Lucchesi’s attorney initially gets prepared to argue, during sentencing, that her client has never had a criminal conviction and was a major contributor to charities and her community, and should be given the lightest sentence possible. Even by the federal guidelines, Lucchesi would be facing a minimum amount of time.
However, the Government had other ideas. Forget the fact the Government did not charge Lucchesi nor PROVE to a jury that Lucchesi was involved with anything other than the $20,000; the recommendation was to hold her accountable for the additional $500,000 her crooked attorney took in the final sting. The additional funds created significant additional time on her sentence.
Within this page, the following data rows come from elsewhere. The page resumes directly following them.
PR #1255, opened 2020-04-02
PAR WDFT Sam L ongoing

samlfair:


TatijanaRajcic:
Hey Sam!
Thanks for your lab! Looks nice! Since it's finished and it's working, I'll give you some tips on how to improve it:
- I think you overcomplicated things for your generateRowValues function :D It's nice because you practiced creating DOM elements from sratch, so this skill is useful! But it might get out of hands if you have to add a lot of inner HTML. To get things done quicker, you can: 1) create a DOM element with document.createElement as you did 2) and then modify its innerHTML as it was some text, but actually you add all the HTML you need in there. See this example:

```
function generateRowValues(e) {
  let productName = document.querySelector('.create-product input[type="text"]').value;
  let productPrice = document.querySelector('.create-product input[type="number"]').value;
  let newProduct = document.createElement('tr');
  newProduct.className = 'product';
  newProduct.innerHTML = 
  `
  <td class="name">
  <span>${productName}</span>
  </td>
  <td class="price">$<span>${productPrice}</span></td>
  <td class="quantity">
  </td>
  <td class="action">
  </td>
  `
  newProduct.querySelector('button.btn-remove').onclick = removeProduct;
  let tableBody = document.querySelector("tbody");
  tableBody.appendChild(newProduct);
  document.getElementById("calculate").onclick = calculateAll;
}
```


- To make your site more user friendly I would have executed "calculcateAll" after somebody deletes a row, so that the total gets updated automatically 
- If you would like to go further, you could make your site more user-friendly, for example by making your subtotals update every time somebody types something in the input (instead of waiting to hit the Calculcate Total button) :)

Otherwise it's really good :)

PR #1260, opened 2020-04-03
[PAR-FT-032020] Maxime Paolone

mxpln:
:frog:


ta-web-paris:
Nice job Maxime !!
We'll send a solution for the bonuses if you want to know how it's done :)

Nina

PR #1264, opened 2020-04-03
[PAR WDFT] Vladimir Leloup

Vlp90:
exercice done, without bonus


ta-web-paris:
Hey Vladimir !

Nice job !!

PR #1265, opened 2020-04-03
[PARIS-FT-042020] - Benjamin Dean

bdean05:
My cart is full


ta-web-paris:
Hey Ben, 
Nice job on the calculate functions ! 
We'll send a solution so you can understand the bonus iterations

Nina

PR #1266, opened 2020-04-05
PAR WDFT 202003 - Anne Patana - Week2 Day4

apatana:


ta-web-paris:
Hey Anne !

Nice job on the price calculation !
For the bonus section (create a new product) something is missing but we'll send a solution for everyone so you can read it and understand :)

Nina

PR #1267, opened 2020-04-06
PAR WDFT 0320 Teddy ROGERS

TeddyRod:


ta-web-paris:
Hey Teddy :)

Nice job on the subTotal ! We'll send a solution so you can have a look at the "calculate total price" and the bonus iterations.

Hit me up if you have questions !

Nina

PR #111, opened 2020-07-07
Add checks for globally installed packages

JamieMagee:
##### SUMMARY
The main fix here is to check if packages are installed globally, as well as the architecture of the installed package.

Scoop allows packages to be installed locally and globally simultaneously, but not different architectures installed locally or different architectures installed globally e.g. you can have dotnet-sdk 32bit locally, and dotnet-sdk 64bit globally.

Also a couple of minor fixes around spelling.

##### ISSUE TYPE
- Bugfix Pull Request

##### COMPONENT NAME
win_scoop

### DIFF
--- a/changelogs/changelog.yaml
+++ b/changelogs/changelog.yaml
@@ -26,6 +26,7 @@ releases:
       - win_iis_website - Actually restart the site when ``state=restarted`` - https://github.com/ansible/ansible/issues/63828
       - win_partition - Fix invalid variable name causing a failure on checks - https://github.com/ansible/ansible/issues/62401
       - win_partition - don't resize partitions if size difference is < 1 MiB
+      - win_scoop - add checks for globally installed packages for better idempotency checks
       - win_timezone - Allow for _dstoff timezones
       - win_unzip - Fix support for paths with square brackets not being detected
         properly
--- a/changelogs/changelog.yaml
+++ b/changelogs/changelog.yaml
@@ -26,7 +26,6 @@ releases:
       - win_iis_website - Actually restart the site when ``state=restarted`` - https://github.com/ansible/ansible/issues/63828
       - win_partition - Fix invalid variable name causing a failure on checks - https://github.com/ansible/ansible/issues/62401
       - win_partition - don't resize partitions if size difference is < 1 MiB
-      - win_scoop - add checks for globally installed packages for better idempotency checks
       - win_timezone - Allow for _dstoff timezones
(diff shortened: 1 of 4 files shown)


jborean93:
My guess the test here is failing because the result of `Get-ScoopPackages` only returns 1 package hence `$installed_packages` is just a `PSCustomObject. If you change https://github.com/ansible-collections/community.windows/blob/480bf7496110b0f10a4c80cdc8d1054b9340be94/plugins/modules/win_scoop.ps1#L228 to

```powershell
$installed_packages = @(Get-ScoopPackages -scoop_path $scoop_path)
```

you ensure that the output of `Get-ScoopPackages` is always an array and never unrolled. Once you get CI green I'm happy to merge this in.

JamieMagee:
Failing on Windows 2012. Is that VM running an older version of PowerShell? I can't tell from the logs.

jborean93:
Server 2012 will be running with PowerShell v3 which is the minimum version of PowerShell that Ansible supports? Does scoop have a required version?

jborean93:
Now that we've released version `0.2.0` of this collection any new bugfix of feature (excluding completely new plugins) should have a changelog fragment under https://github.com/ansible-collections/community.windows/tree/main/changelogs/fragments.

In this case you could have a changelog fragment with something like (feel free to change the actual entry wording)

```yaml
bugfixes:
- win_scoop - add checks for globally installed packages for better idempotency checks
```

JamieMagee:
Thanks for the pointer. I didn't realise `.Where` was PowerShell v4+.

I think this is ready for merge now.

changelogs/changelog.yaml
```diff
@@ -26,6 +26,7 @@ releases:
       - win_iis_website - Actually restart the site when ``state=restarted`` - https://github.com/ansible/ansible/issues/63828
       - win_partition - Fix invalid variable name causing a failure on checks - https://github.com/ansible/ansible/issues/62401
       - win_partition - don't resize partitions if size difference is < 1 MiB
+      - win_scoop - add checks for globally installed packages for better idempotency checks
```
jborean93, line 29: This needs to be in a separate file in `changelogs/fragments/<name>.yml`. The `changelog.yaml` file is auto generated when the next release is created based on the fragments that are present.

jborean93:
Looks good, the changelog entry just needs to be a new fix so we can denote the fix was in the upcoming release and not an existing one.

JamieMagee:
Thanks. I've moved it now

Now that the very sentencing guidelines used to sentence Lucchesi has been ruled unconstitutional and the U.S. Supreme Court has ruled that this probably impacted Lucchesi, the Government continues to argue otherwise.
The Government claims that there was “no indication that the judge would have sentenced otherwise,” absence the mandatory sentencing. Further the Government says that Judge McBryde “expressed no hesitancy” when he passed sentence. Well, if you were in the court room, you know that statement is absolutely not true, in fact the judge even called a recess and went to his chambers to further study the matter.
Most amazing, to those of us that observe this kind of thing from a distance, your Government argues that, while there are admitted errors, that Lucchesi is not entitled to relief because, ” the error does not seriously affect the fairness, integrity, or public reputation of judicial proceedings.” Then…”although erroneous in hindsight, was certainly not so “egregious,” as to call for discretionary reversal.”
Viewers frequently hear of someone accused of a heinous crime walking free on a technicality. The public is outraged when a child molester is put back on the street and kills a child. All because of “errors” in judgment or guidelines?
Yet the Government argues that Lucchesi should be kept behind bars because THIS TIME their error was not “egregious!” Ask Karen’s mom Kathy or Brother Bryan or dad Frank if THEY feel the error is “egregious.”